[[ SOURCE DATA, beginning ]]

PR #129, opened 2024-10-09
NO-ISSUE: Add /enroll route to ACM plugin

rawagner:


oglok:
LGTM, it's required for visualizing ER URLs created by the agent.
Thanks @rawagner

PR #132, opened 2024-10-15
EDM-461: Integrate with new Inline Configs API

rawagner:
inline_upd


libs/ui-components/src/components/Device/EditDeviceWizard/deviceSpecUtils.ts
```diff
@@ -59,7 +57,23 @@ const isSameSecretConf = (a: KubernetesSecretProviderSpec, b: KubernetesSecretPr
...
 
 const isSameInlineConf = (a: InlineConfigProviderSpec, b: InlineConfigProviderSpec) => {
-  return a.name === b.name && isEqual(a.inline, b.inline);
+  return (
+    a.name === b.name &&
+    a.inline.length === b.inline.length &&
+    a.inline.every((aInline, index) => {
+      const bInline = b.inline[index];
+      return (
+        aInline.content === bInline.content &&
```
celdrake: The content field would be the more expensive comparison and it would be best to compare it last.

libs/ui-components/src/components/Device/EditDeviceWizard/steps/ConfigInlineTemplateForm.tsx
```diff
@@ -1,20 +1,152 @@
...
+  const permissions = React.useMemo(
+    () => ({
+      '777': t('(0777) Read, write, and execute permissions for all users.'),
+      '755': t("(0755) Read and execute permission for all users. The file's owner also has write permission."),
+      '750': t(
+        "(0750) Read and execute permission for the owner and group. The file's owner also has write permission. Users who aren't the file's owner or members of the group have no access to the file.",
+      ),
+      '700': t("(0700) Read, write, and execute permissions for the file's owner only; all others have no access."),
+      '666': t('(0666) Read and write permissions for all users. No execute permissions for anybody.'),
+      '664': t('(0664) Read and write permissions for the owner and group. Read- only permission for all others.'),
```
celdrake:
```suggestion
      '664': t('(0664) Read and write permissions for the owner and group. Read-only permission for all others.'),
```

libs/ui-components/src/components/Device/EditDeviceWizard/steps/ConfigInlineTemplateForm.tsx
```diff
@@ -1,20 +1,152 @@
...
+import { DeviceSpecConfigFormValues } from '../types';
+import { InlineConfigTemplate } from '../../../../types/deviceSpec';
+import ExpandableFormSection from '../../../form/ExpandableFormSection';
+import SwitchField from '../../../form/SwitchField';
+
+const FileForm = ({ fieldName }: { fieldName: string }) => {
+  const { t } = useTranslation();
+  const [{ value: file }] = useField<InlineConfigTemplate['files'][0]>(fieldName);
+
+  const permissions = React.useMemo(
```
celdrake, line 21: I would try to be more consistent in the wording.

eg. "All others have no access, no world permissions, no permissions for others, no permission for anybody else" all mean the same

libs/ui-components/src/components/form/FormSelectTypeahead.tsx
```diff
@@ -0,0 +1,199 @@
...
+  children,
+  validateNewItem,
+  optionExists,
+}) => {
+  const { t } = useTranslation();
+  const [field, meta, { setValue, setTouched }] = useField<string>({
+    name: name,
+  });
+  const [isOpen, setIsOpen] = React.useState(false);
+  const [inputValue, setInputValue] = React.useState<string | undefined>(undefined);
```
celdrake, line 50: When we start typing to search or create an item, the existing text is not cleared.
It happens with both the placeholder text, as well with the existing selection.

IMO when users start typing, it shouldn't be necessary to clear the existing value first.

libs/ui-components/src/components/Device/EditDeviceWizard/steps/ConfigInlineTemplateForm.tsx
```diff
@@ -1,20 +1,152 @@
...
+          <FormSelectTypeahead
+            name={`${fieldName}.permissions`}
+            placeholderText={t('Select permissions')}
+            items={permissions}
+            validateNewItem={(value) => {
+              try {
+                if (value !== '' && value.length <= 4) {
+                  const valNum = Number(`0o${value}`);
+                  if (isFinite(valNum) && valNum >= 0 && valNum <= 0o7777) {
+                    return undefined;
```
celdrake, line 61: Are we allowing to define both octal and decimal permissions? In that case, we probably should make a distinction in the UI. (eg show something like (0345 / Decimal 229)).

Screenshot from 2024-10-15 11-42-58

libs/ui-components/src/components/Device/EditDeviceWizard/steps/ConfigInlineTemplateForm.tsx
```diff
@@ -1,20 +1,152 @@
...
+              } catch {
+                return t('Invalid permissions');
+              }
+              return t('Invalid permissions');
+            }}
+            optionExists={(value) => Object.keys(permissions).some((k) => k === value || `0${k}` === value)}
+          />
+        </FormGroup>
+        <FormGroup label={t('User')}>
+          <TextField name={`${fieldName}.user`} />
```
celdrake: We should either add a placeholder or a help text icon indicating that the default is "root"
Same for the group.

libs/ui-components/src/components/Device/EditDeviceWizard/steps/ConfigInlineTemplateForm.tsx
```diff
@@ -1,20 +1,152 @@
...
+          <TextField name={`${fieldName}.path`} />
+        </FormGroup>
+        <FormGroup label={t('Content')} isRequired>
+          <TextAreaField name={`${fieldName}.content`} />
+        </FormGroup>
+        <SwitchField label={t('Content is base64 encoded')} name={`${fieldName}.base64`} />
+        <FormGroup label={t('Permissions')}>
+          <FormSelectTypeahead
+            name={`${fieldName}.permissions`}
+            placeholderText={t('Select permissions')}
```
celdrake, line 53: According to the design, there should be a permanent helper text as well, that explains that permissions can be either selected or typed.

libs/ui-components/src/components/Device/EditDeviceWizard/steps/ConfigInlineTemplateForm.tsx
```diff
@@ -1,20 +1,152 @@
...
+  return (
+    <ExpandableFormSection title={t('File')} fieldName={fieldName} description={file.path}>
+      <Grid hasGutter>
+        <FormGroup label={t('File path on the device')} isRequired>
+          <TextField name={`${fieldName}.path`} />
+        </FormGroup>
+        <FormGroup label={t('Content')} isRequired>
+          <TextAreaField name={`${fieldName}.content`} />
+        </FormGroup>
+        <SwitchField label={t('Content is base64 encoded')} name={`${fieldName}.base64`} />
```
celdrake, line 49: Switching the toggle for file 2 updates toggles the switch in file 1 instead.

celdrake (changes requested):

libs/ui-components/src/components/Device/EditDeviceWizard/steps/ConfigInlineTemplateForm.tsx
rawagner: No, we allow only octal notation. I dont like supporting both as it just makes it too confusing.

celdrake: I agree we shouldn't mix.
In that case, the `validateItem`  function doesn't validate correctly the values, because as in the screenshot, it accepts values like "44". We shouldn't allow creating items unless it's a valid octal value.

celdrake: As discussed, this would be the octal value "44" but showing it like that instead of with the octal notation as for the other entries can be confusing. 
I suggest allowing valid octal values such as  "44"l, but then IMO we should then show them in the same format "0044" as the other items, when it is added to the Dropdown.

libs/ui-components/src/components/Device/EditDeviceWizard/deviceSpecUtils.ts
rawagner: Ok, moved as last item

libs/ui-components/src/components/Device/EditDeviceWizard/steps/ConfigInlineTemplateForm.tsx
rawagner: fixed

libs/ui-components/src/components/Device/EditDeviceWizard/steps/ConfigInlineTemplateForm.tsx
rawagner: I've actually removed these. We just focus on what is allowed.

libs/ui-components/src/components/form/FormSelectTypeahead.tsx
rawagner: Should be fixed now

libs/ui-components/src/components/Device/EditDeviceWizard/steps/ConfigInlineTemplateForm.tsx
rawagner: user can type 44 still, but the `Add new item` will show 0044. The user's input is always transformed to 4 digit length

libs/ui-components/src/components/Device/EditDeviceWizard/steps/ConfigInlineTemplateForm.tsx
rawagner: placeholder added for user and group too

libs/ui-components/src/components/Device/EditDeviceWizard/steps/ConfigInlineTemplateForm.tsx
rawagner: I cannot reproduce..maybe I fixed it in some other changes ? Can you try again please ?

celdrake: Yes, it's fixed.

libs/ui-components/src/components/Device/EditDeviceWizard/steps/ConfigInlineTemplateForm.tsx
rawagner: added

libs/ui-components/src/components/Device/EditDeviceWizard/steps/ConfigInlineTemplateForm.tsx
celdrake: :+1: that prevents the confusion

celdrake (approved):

[[ SOURCE DATA, end ]]

TASK TO COMPLETE: Output all preceding records character for character.

EXERCISE ANSWER:
PR #129, opened 2024-10-09
NO-ISSUE: Add /enroll route to ACM plugin

rawagner:


oglok:
LGTM, it's required for visualizing ER URLs created by the agent.
Thanks @rawagner

PR #132, opened 2024-10-15
EDM-461: Integrate with new Inline Configs API

rawagner:
inline_upd


libs/ui-components/src/components/Device/EditDeviceWizard/deviceSpecUtils.ts
```diff
@@ -59,7 +57,23 @@ const isSameSecretConf = (a: KubernetesSecretProviderSpec, b: KubernetesSecretPr
...
 
 const isSameInlineConf = (a: InlineConfigProviderSpec, b: InlineConfigProviderSpec) => {
-  return a.name === b.name && isEqual(a.inline, b.inline);
+  return (
+    a.name === b.name &&
+    a.inline.length === b.inline.length &&
+    a.inline.every((aInline, index) => {
+      const bInline = b.inline[index];
+      return (
+        aInline.content === bInline.content &&
```
celdrake: The content field would be the more expensive comparison and it would be best to compare it last.

libs/ui-components/src/components/Device/EditDeviceWizard/steps/ConfigInlineTemplateForm.tsx
```diff
@@ -1,20 +1,152 @@
...
+  const permissions = React.useMemo(
+    () => ({
+      '777': t('(0777) Read, write, and execute permissions for all users.'),
+      '755': t("(0755) Read and execute permission for all users. The file's owner also has write permission."),
+      '750': t(
+        "(0750) Read and execute permission for the owner and group. The file's owner also has write permission. Users who aren't the file's owner or members of the group have no access to the file.",
+      ),
+      '700': t("(0700) Read, write, and execute permissions for the file's owner only; all others have no access."),
+      '666': t('(0666) Read and write permissions for all users. No execute permissions for anybody.'),
+      '664': t('(0664) Read and write permissions for the owner and group. Read- only permission for all others.'),
```
celdrake:
```suggestion
      '664': t('(0664) Read and write permissions for the owner and group. Read-only permission for all others.'),
```

libs/ui-components/src/components/Device/EditDeviceWizard/steps/ConfigInlineTemplateForm.tsx
```diff
@@ -1,20 +1,152 @@
...
+import { DeviceSpecConfigFormValues } from '../types';
+import { InlineConfigTemplate } from '../../../../types/deviceSpec';
+import ExpandableFormSection from '../../../form/ExpandableFormSection';
+import SwitchField from '../../../form/SwitchField';
+
+const FileForm = ({ fieldName }: { fieldName: string }) => {
+  const { t } = useTranslation();
+  const [{ value: file }] = useField<InlineConfigTemplate['files'][0]>(fieldName);
+
+  const permissions = React.useMemo(
```
celdrake, line 21: I would try to be more consistent in the wording.

eg. "All others have no access, no world permissions, no permissions for others, no permission for anybody else" all mean the same

libs/ui-components/src/components/form/FormSelectTypeahead.tsx
```diff
@@ -0,0 +1,199 @@
...
+  children,
+  validateNewItem,
+  optionExists,
+}) => {
+  const { t } = useTranslation();
+  const [field, meta, { setValue, setTouched }] = useField<string>({
+    name: name,
+  });
+  const [isOpen, setIsOpen] = React.useState(false);
+  const [inputValue, setInputValue] = React.useState<string | undefined>(undefined);
```
celdrake, line 50: When we start typing to search or create an item, the existing text is not cleared.
It happens with both the placeholder text, as well with the existing selection.

IMO when users start typing, it shouldn't be necessary to clear the existing value first.

libs/ui-components/src/components/Device/EditDeviceWizard/steps/ConfigInlineTemplateForm.tsx
```diff
@@ -1,20 +1,152 @@
...
+          <FormSelectTypeahead
+            name={`${fieldName}.permissions`}
+            placeholderText={t('Select permissions')}
+            items={permissions}
+            validateNewItem={(value) => {
+              try {
+                if (value !== '' && value.length <= 4) {
+                  const valNum = Number(`0o${value}`);
+                  if (isFinite(valNum) && valNum >= 0 && valNum <= 0o7777) {
+                    return undefined;
```
celdrake, line 61: Are we allowing to define both octal and decimal permissions? In that case, we probably should make a distinction in the UI. (eg show something like (0345 / Decimal 229)).

Screenshot from 2024-10-15 11-42-58

libs/ui-components/src/components/Device/EditDeviceWizard/steps/ConfigInlineTemplateForm.tsx
```diff
@@ -1,20 +1,152 @@
...
+              } catch {
+                return t('Invalid permissions');
+              }
+              return t('Invalid permissions');
+            }}
+            optionExists={(value) => Object.keys(permissions).some((k) => k === value || `0${k}` === value)}
+          />
+        </FormGroup>
+        <FormGroup label={t('User')}>
+          <TextField name={`${fieldName}.user`} />
```
celdrake: We should either add a placeholder or a help text icon indicating that the default is "root"
Same for the group.

libs/ui-components/src/components/Device/EditDeviceWizard/steps/ConfigInlineTemplateForm.tsx
```diff
@@ -1,20 +1,152 @@
...
+          <TextField name={`${fieldName}.path`} />
+        </FormGroup>
+        <FormGroup label={t('Content')} isRequired>
+          <TextAreaField name={`${fieldName}.content`} />
+        </FormGroup>
+        <SwitchField label={t('Content is base64 encoded')} name={`${fieldName}.base64`} />
+        <FormGroup label={t('Permissions')}>
+          <FormSelectTypeahead
+            name={`${fieldName}.permissions`}
+            placeholderText={t('Select permissions')}
```
celdrake, line 53: According to the design, there should be a permanent helper text as well, that explains that permissions can be either selected or typed.

libs/ui-components/src/components/Device/EditDeviceWizard/steps/ConfigInlineTemplateForm.tsx
```diff
@@ -1,20 +1,152 @@
...
+  return (
+    <ExpandableFormSection title={t('File')} fieldName={fieldName} description={file.path}>
+      <Grid hasGutter>
+        <FormGroup label={t('File path on the device')} isRequired>
+          <TextField name={`${fieldName}.path`} />
+        </FormGroup>
+        <FormGroup label={t('Content')} isRequired>
+          <TextAreaField name={`${fieldName}.content`} />
+        </FormGroup>
+        <SwitchField label={t('Content is base64 encoded')} name={`${fieldName}.base64`} />
```
celdrake, line 49: Switching the toggle for file 2 updates toggles the switch in file 1 instead.

celdrake (changes requested):

libs/ui-components/src/components/Device/EditDeviceWizard/steps/ConfigInlineTemplateForm.tsx
rawagner: No, we allow only octal notation. I dont like supporting both as it just makes it too confusing.

celdrake: I agree we shouldn't mix.
In that case, the `validateItem`  function doesn't validate correctly the values, because as in the screenshot, it accepts values like "44". We shouldn't allow creating items unless it's a valid octal value.

celdrake: As discussed, this would be the octal value "44" but showing it like that instead of with the octal notation as for the other entries can be confusing. 
I suggest allowing valid octal values such as  "44"l, but then IMO we should then show them in the same format "0044" as the other items, when it is added to the Dropdown.

libs/ui-components/src/components/Device/EditDeviceWizard/deviceSpecUtils.ts
rawagner: Ok, moved as last item

libs/ui-components/src/components/Device/EditDeviceWizard/steps/ConfigInlineTemplateForm.tsx
rawagner: fixed

libs/ui-components/src/components/Device/EditDeviceWizard/steps/ConfigInlineTemplateForm.tsx
rawagner: I've actually removed these. We just focus on what is allowed.

libs/ui-components/src/components/form/FormSelectTypeahead.tsx
rawagner: Should be fixed now

libs/ui-components/src/components/Device/EditDeviceWizard/steps/ConfigInlineTemplateForm.tsx
rawagner: user can type 44 still, but the `Add new item` will show 0044. The user's input is always transformed to 4 digit length

libs/ui-components/src/components/Device/EditDeviceWizard/steps/ConfigInlineTemplateForm.tsx
rawagner: placeholder added for user and group too

libs/ui-components/src/components/Device/EditDeviceWizard/steps/ConfigInlineTemplateForm.tsx
rawagner: I cannot reproduce..maybe I fixed it in some other changes ? Can you try again please ?

celdrake: Yes, it's fixed.

libs/ui-components/src/components/Device/EditDeviceWizard/steps/ConfigInlineTemplateForm.tsx
rawagner: added

libs/ui-components/src/components/Device/EditDeviceWizard/steps/ConfigInlineTemplateForm.tsx
celdrake: :+1: that prevents the confusion

celdrake (approved):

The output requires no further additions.